Student organizations will have to start planning next year’s budgets early to apply for Student Association funding in late spring for 2013 allocations.
The Student Association Finance Committee is pushing its allocations process up to the spring semester, after the Center for Student Engagement announced a policy that will only allow new groups to form in the spring.
Finance committee chair Alex Mizenko said the move prevented a “logistical nightmare” for groups to wait weeks into the school year for allocations after launching in the spring.
He said the process will also help newly elected executive boards, typically selected in the spring, plan out yearly budgets early so they can get off the ground earlier in the fall.
In past years, groups submitted budgets in mid-September.
But the spring allocations could offer thousands fewer dollars for student organizations because the SA Finance Committee will have only an estimate of its funding pool.

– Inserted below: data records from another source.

PR #4780, opened 2025-05-29
Performance: compat `shallowDiffers`

romgrk:
This util is used to compare props. Props are more likely (I'm guessing) to have the same shape from one render to the next. Therefore, it's better to check first if the values differ than if the keys differ.

This benchmark compares 20-keys objects with the same shape for the same-values and different-values cases.

image

Benchmark: https://github.com/romgrk/js-benchmark/blob/master/benchmarks/object-shallow-compare.js


romgrk:
Ping, and you can close the PR if it's not going to be merged.

rschristian:
Thanks for the ping, sorry this PR slipped our notice.

I believe this is only used for `memo()` & `PureComponent`, both of which are pretty uncommon nowadays. Did you run into any detectable issue with one of them to end up looking at this? Just curious; I think it's a fine change & I agree changing values will occur more often.

Just needs a rebase, and also, `main` is targeting the upcoming v11, `v10.x` is the branch for the v10 release line. You can mirror this to v10 if you want or not

rschristian (approved):

romgrk:
I didn't notice any issue, I was just reading the codebase to understand the differences with React and noticed it. It's more of a lint. I'm happy with just targetting `main`.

The full budget will not be calculated until students’ credit hours for the fall are processed, Mizenko said. He said the organization will hold a second, smaller round of allocations in the fall, similar to the process currently held in the spring, in which about 15 percent of SA funds are doled out.
“We can’t over-allocate and then owe the University money,” Mizenko said, adding that the SA will count on organizations to be more frugal with their budgets and team up with similar groups for events.

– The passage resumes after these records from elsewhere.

PR #4787, opened 2025-06-05
fix(types): ensure `forwardRef` overrides the default ref type

aleclarson:
This fixes an issue with `forwardRef` that was leading to a type conflict, which was basically…

```ts
(Ref<HTMLDivElement> | undefined) …from forwardRef's return type
  & (Ref<any> | undefined) // …from the RenderableProps type
```

### DIFF
--- a/src/index.d.ts
+++ b/src/index.d.ts
@@ -86,12 +86,12 @@ export type ComponentProps<
 		? JSXInternal.IntrinsicElements[C]
 		: {};
 
-export interface FunctionComponent<P = {}> {
-	(props: RenderableProps<P>, context?: any): ComponentChildren;
+export interface FunctionComponent<P = {}, RefType = any> {
+	(props: RenderableProps<P, RefType>, context?: any): ComponentChildren;
 	displayName?: string;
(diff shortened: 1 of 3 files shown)


src/index.d.ts
```diff
@@ -86,12 +86,12 @@ export type ComponentProps<
 		? JSXInternal.IntrinsicElements[C]
 		: {};
 
-export interface FunctionComponent<P = {}> {
-	(props: RenderableProps<P>, context?: any): ComponentChildren;
+export interface FunctionComponent<P = {}, RefType = any> {
+	(props: RenderableProps<P, RefType>, context?: any): ComponentChildren;
```
rschristian, line 90: I don't think this is the correct solution, [React's `FunctionComponent` type does not take a second generic param](https://github.com/DefinitelyTyped/DefinitelyTyped/blob/9cf64a4f21790bc306c4937a41efc6658fb2ba19/types/react/index.d.ts#L1043) so we shouldn't either.

It looks like the return type of `forwardRef` should be altered instead.

Edit: We do also have TS tests, in both core & compat, adding this case to one or both of those tests would be appreciated.

PR #4791, opened 2025-06-07
chore: Bump terser

rschristian:
Terser was locked in #4687 as we saw significant perf degradation from bumping the version further. Upon further investigation, it turns out this was due to a lack of hoisting:

In our CJS & ESM builds, `NULL` & `UNDEFINED` are not hoisted as constants but inlined throughout the bundle. For reasons that I still don't quite understand, hoisting these two, as newer versions of Terser will do, is a huge perf issue for us, causing double-digit regressions across the board. The byte impact is completely overshadowed by the perf hit, so, I've removed the `NULL` & `UNDEFINED` constants. We'll go back to using `null` & `undefined`/`void 0` throughout the source.

Namespaces are a similar story; right now they're inlined, newer versions of Terser will hoist, but this is a very tiny byte reduction (we reference Math only once and XHTML & SVG twice each) with a 1-4% perf degradation in a few tests. Inlining them too seems better.

Edit: The perf regression is much larger w/ JIT enabled, disable it & hoisting is a slight improvement in some, still a regression in others. Not that it matters much ofc, just an interesting tidbit.

---

Therefore, the only real changes of this PR are as follows:

- Switches us to patterns that match our desired output/perf characteristics w/ modern Terser
- Matches the UMD build to our CJS & ESM builds
  - It's probably safe to assume it largely matches the performance characteristics of the CJS & ESM builds, and if so, it's likely slower than it should be due to the hoisting that only it is receiving at the moment.
- Compat's `version` is now hoisted too, instead of inlined into the CJS exports. Harder to fix (or at least, I'm not sure how to) as we don't easily control how the exports are generated.
  - i.e., `exports.version = '18.3.1'` has become `exports.version = P`

No worries if we want to just stick w/ older Terser, I mostly did this as an exploration as I was curious. There's no definite advantage here (I could go bench UMD builds I suppose though), just refactoring us so new Terser lines up with our old Terser output.


src/render.js
```diff
@@ -41,11 +41,12 @@ export function render(vnode, parentDom) {
...
 		oldVNode
-			? NULL
+			? null
 			: parentDom.firstChild
 				? slice.call(parentDom.childNodes)
-				: NULL,
+				: null,
 		commitQueue,
+		// @ts-expect-error TODO: Legitimate type mismatch that our use of `NULL` hid
 		oldVNode ? oldVNode._dom : parentDom.firstChild,
```
rschristian, line 50: This is a weird one. Above, we have this:

```js
let oldVNode = isHydrating ? NULL : parentDom._children;
```

For whatever reason, type inference has failed for `NULL`, so `oldVNode` was actually `any`. As such, this is a legitimate (internal) type mismatch in what `diff` expects as a parameter and what we provide. Will fix separately.

PR #4794, opened 2025-06-11
fix: escape style object value in precompile transform

marvinhagemeister:
We didn't escape the value when passing an `object` to `style` when using Deno's `precompile` transform. This does not affect other JSX transforms.


JoviDeCroock:
@marvinhagemeister does this need to be released as part of X, else you would need to PR to 10.x

I haven't properly fixed the actions yet to run there though, sorry about that.

JoviDeCroock (approved):

PR #4798, opened 2025-06-11
fix: signal attribute values not working with precompile transform

marvinhagemeister:


JoviDeCroock (approved):

jsx-runtime/src/index.js
```diff
@@ -145,7 +160,7 @@ function jsxAttr(name, value) {
 		return '';
 	} else if (value === true) return name;
 
-	return name + '="' + encodeEntities(value) + '"';
+	return name + '="' + encodeEntities('' + value) + '"';
```
marvinhagemeister, line 163: Added the type conversion because `encodeEntities` expects a string, but we could also pass a number here

Issue #4732, opened 2025-03-17
Bug: `<template>` tag content rendered twice


marvinhagemeister:
- [x] Check if updating to the latest Preact version resolves the issue

**Describe the bug**
Template tag content is rendered twice. My guess is that the `oldDom` pointer is wrong somewhere when recursing into `<template>` tags.

**To Reproduce**

If possible, please provide a link to a StackBlitz/CodeSandbox/Codepen project or a GitHub repository that demonstrates the issue. You can use the following template on StackBlitz to get started: https://stackblitz.com/edit/create-preact-starter

```ts
it('should hydrate <template> tags ', () => {
  function App() {
    return (
        <div>
          <template>
            <h1>it works</h1>
          </template>
          <template>
            <h1>it works 2</h1>
          </template>
        </div>
      );
  }

  scratch.innerHTML = `<div><template><h1>it works</h1></template><template><h1>it works 2</h1></template></div>`

  render(<App />, scratch);

  expect(scratch.innerHTML).to.equal(`<div><template><h1>it works</h1></template><template><h1>it works 2</h1></template></div>`)
});
```

3. See error

**Expected behavior**
No duplicate content.

PR #4803, opened 2025-06-18
fix: reuse DOM nodes inside <template> during hydration

frontman-git:
fix [3732](https://github.com/preactjs/preact/issues/4732)

When hydrating a `<template>` element, Preact fails to reuse existing DOM nodes inside `template.content`.  
This is because `<template>` elements encapsulate their children within a `DocumentFragment`, but the `diff`/`hydrate` logic doesn't switch the context to `template.content`.

As a result, hydration skips the existing fragment content and instead appends new nodes — leading to duplicated content in the DOM.

### DIFF
--- a/README.md
+++ b/README.md
@@ -1,3 +1,6 @@
+> [!NOTE]
+> This is the branch for the upcoming release, for patches to v10 you need the [v10.x branch](https://github.com/preactjs/preact/tree/v10.x)
+
 <p align="center">
 <a href="https://preactjs.com" target="_blank">
 


test/browser/render.test.js
```diff
@@ -2013,4 +2013,11 @@ describe('render()', () => {
 		render(<App />, scratch);
 		expect(scratch.innerHTML).to.equal('hello world');
 	});
+	it('should hydrate <template> tags ', () => {
+		const App = () => <template><h1>it works</h1></template>		
+		scratch.innerHTML = `<template><h1>it works</h1></template>`
+
+		render(<App />, scratch);
+		expect(scratch.innerHTML).to.equal(`<template><h1>it works</h1></template>`)
```
rschristian: Not sure if you intentionally skipped the precommit hook, but this would pop up the next time anyone else tried to edit the file w/ hooks enabled.

```suggestion
		const App = () => <template><h1>it works</h1></template>;
		scratch.innerHTML = `<template><h1>it works</h1></template>`;

		render(<App />, scratch);
		expect(scratch.innerHTML).to.equal(`<template><h1>it works</h1></template>`);
```

src/diff/children.js
```diff
@@ -53,6 +53,13 @@ export function diffChildren(
 	isHydrating,
 	refQueue
 ) {
+	if (
+		parentDom instanceof DocumentFragment &&
+		newParentVNode.type === 'template' &&
+		excessDomChildren?.length === 0
+	) {
+		excessDomChildren = Array.from(parentDom.childNodes);
+	}
```
rschristian: We'd want to move the cheaper tag type check first, `instanceof` is considerably more expensive, especially as a first check in a chain when most will bail (`<template>` is pretty uncommonly used).

```suggestion
	if (
		newParentVNode.type === 'template' &&
		excessDomChildren?.length === 0 &&
		parentDom instanceof DocumentFragment
	) {
		excessDomChildren = slice.call(parentDom.childNodes);
	}
```

Will also need to add an import for `slice`.

test/browser/render.test.js
frontman-git: Thanks for pointing that out! I didn’t intend to skip the pre-commit hook — it looks like I accidentally committed with some local changes that I forgot to revert. I’ll commit suggestion.

src/diff/children.js
frontman-git: Thanks for the suggestion! I overlooked the performance cost of instanceof and agree it’s better to reorder the checks. I’ll update the condition accordingly.

test/browser/render.test.js
rschristian: No worries! I do that myself _a lot_

rschristian:
**Size Change:** +120 B (+0.26%) 

**Total Size:** 46.8 kB

| Filename | Size | Change |
| :--- | :---: | :---: |
| `dist/preact.js` | 4.68 kB | +37 B (+0.8%) |
| `dist/preact.mjs` | 4.71 kB | +43 B (+0.92%) |
| `dist/preact.umd.js` | 4.76 kB | +40 B (+0.85%) |

<details><summary>ℹ️ <strong>View Unchanged</strong></summary>

| Filename | Size |
| :--- | :---: |
| `compat/dist/compat.js` | 3.78 kB |
| `compat/dist/compat.mjs` | 3.69 kB |
| `compat/dist/compat.umd.js` | 3.83 kB |
| `debug/dist/debug.js` | 3.85 kB |
| `debug/dist/debug.mjs` | 3.85 kB |
| `debug/dist/debug.umd.js` | 3.94 kB |
| `devtools/dist/devtools.js` | 260 B |
| `devtools/dist/devtools.mjs` | 271 B |
| `devtools/dist/devtools.umd.js` | 346 B |
| `hooks/dist/hooks.js` | 1.52 kB |
| `hooks/dist/hooks.mjs` | 1.54 kB |
| `hooks/dist/hooks.umd.js` | 1.58 kB |
| `jsx-runtime/dist/jsxRuntime.js` | 892 B |
| `jsx-runtime/dist/jsxRuntime.mjs` | 861 B |
| `jsx-runtime/dist/jsxRuntime.umd.js` | 966 B |
| `test-utils/dist/testUtils.js` | 473 B |
| `test-utils/dist/testUtils.mjs` | 473 B |
| `test-utils/dist/testUtils.umd.js` | 555 B |

</details>



frontman-git:
Thanks for the review — commits have been squashed.

src/diff/children.js
```diff
@@ -53,6 +54,13 @@ export function diffChildren(
 	isHydrating,
 	refQueue
 ) {
+	if (
+		newParentVNode.type === 'template' &&
+		excessDomChildren?.length === 0 &&
+		parentDom instanceof DocumentFragment
+	) {
```
JoviDeCroock, line 61: Let's make this fast by adding the `isHydrating` check, we don't need to check `excessDomChildren` length as we expect this to be 0 as per your assumptions in this PR. I would assume that we are in a DocumentFragment when we are dealing with a template.

```suggestion
	if (isHydrating && newParentVNode.type === 'template') {
```

I assume you could save even more bytes by moving this to https://github.com/preactjs/preact/blob/1dae4898efd3c4a4e596917ee9426ed617efe50b/src/diff/index.js#L596-L611 and changing this condition to use `newVNode.type === 'template'` as well as hoisting the duplicated check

The new allocations process marks the second major overhaul of the process in two years, after the SA created a new allocations process last year that gave out about 85 percent of its budget through fall allocations, rather than two rounds that gave out half the funding at a time.
Student organization registration for this fall will continue to remain open until Nov. 1. For the first time this year, new student organizations could launch without requesting funds from the SA.
The SA Senate passed its allocations bill Monday, doling out more than $800,000 of its total about $945,000 budget.
The Student Association earns $1.50 per credit hour from every student with a University match of 50 cents, but Mizenko said the funding is not enough to fund more than 500 student organizations.
The SA is also moving forward with a referendum to increase the student fee, which will go to a student-wide vote later this semester. The fee was last increased in 2008, adding an incremental 10-cent increase over the last five years.
The last increase took effect in fall 2011, leading this year’s Student Association budget to drop for the first time in five years.
“The student fee will play a big part in this. If it were to go up, we probably could safely allocate this year’s 85 percent, because we know we’ll have higher revenue,” Mizenko said.